Matt Krantz in USA Today on Monday put together a list of 10 stocks that have been big winners in the fall. These 10 S&P 500 stocks have beaten the market in each of the past five falls -- and have gained an average of 13%. Not too shabby, if you were able to pick those names six years ago and could forecast that outcome.
But I was reminded of a quote from the legendary speculator George Soros: "The usual bull market successfully weathers a number of tests until it is considered invulnerable, whereupon it is ripe for a bust." Maybe this fall, the stock market is ripe for a decline -- and we won't have a sixth year of gains for these stocks.
The current global business cycle expansion is the second-longest on record, I believe, so we are going to find stocks that have done well over the past five years. Unfortunately, successful investing is more about finding stocks that can do well going forward. Starting with a list of names that have done well in the past is just a filter to perhaps finding good investments, but not enough to tilt the odds in your favor, in my opinion. I looked over each of these stocks using my favorite indicators to see which ones might keep rising and which were vulnerable this fall. Here are the first five names.

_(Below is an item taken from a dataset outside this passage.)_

PR #16584, opened 2024-10-18
Fixed primefaces#16577 - Select invalid state is wrong

EnricoMessall:
fix primefaces#16577

Using border-color instead of outline as focus state does it already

In this daily chart of Acuity Brands ( (AYI) ), above, we can see a pretty impressive rally from a February low. The On-Balance-Volume (OBV) line moved up with the price action until July to August. Prices of AYI made new highs in July and again in August, but the OBV line has been unable to confirm the price gains this month.
In the lower panel of the chart, above, is the 12-day momentum study, which shows a bearish divergence -- higher highs in price but lower highs in momentum. The rally is slowing and the next decline could break the rising, 50-day moving average. Yes, AYI is in an uptrend, but a break below $260 would break the uptrend and the 50-day average.
We have a few extra lines on this daily chart of Tyson Foods ( (TSN) ), above. Despite of the extra lines, we can see an uptrend the past twelve months. Prices are above the rising, 50-day and 200-day moving averages, which is positive -- but that is not the whole story.
Overlaid on the price chart is something called Bollinger Bands. John Bollinger put bands that are two standard deviations above and below the 20-day simple moving average. The bands narrow when volatility dries up, and this tends to foreshadow a change in direction for the stock. With prices and momentum diverging over the past two months and volume diminishing the past three months, I would prepare for a price decline in the weeks ahead.
Mylan ( (MYL) ) has been in the news a lot lately, with everyone complaining about their price increase for EpiPens. MYL has made no progress over the past twelve months, and unless you were nimble enough to buy an October, February or May dip, you are probably underwater or sitting with a loss. Prices are below the 50-day and 200-day moving averages. The OBV line has weakened and the MACD oscillator is in a bearish configuration.
You might want to sit back and relax on a cruise, but you don't want to take a laid-back approach to investing. In this daily chart of Royal Caribbean ( (RCL) ), above, we can see supply and demand at work. Demand for RCL appeared at the same level -- at $65 -- in February and June, while supply has been coming out at lower and lower levels since late December. The slope of the 50-day and 200-day moving averages is bearish. The OBV line has declined along with the price action and momentum is not diverging from the price action. A break below $65 for RCL could put it in dry dock for an extended period of time, with targets of $60 and lower.
Constellation Brands ( (STZ) ) has been in a sustained uptrend for the past twelve months, with only shallow and brief corrections along the way. STZ is above the rising, 50-day average line, but a shallow dip and the line could be broken. The 200-day average line is pointed up.
The OBV line has been in a downtrend from a November high, and in a sideways trend since April. Volume has shrunk since late June, and momentum is diverging from the price action. STZ hasn't broken its uptrend, but we would recommend protecting profits if you own this stock.